What is required: Could you copy each line of the entries that contains "templates"?

Data:
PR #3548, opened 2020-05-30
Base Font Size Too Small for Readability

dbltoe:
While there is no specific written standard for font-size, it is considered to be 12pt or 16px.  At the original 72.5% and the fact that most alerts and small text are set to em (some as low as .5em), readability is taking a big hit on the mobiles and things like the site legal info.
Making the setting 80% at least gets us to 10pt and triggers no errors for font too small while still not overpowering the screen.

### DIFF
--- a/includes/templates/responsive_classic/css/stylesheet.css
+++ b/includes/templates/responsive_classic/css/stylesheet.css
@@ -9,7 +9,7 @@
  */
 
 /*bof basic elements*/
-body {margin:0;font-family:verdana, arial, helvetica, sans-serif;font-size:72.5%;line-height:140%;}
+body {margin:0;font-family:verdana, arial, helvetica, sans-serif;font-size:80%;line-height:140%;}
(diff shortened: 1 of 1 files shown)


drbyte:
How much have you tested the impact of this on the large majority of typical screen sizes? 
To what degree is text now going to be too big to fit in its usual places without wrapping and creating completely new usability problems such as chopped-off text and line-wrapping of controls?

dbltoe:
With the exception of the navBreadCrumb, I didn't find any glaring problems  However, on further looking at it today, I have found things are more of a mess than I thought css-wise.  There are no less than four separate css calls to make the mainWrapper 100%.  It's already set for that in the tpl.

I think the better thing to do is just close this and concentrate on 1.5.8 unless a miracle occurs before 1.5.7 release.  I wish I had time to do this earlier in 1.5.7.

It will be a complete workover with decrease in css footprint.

Answer area:
--- a/includes/templates/responsive_classic/css/stylesheet.css
+++ b/includes/templates/responsive_classic/css/stylesheet.css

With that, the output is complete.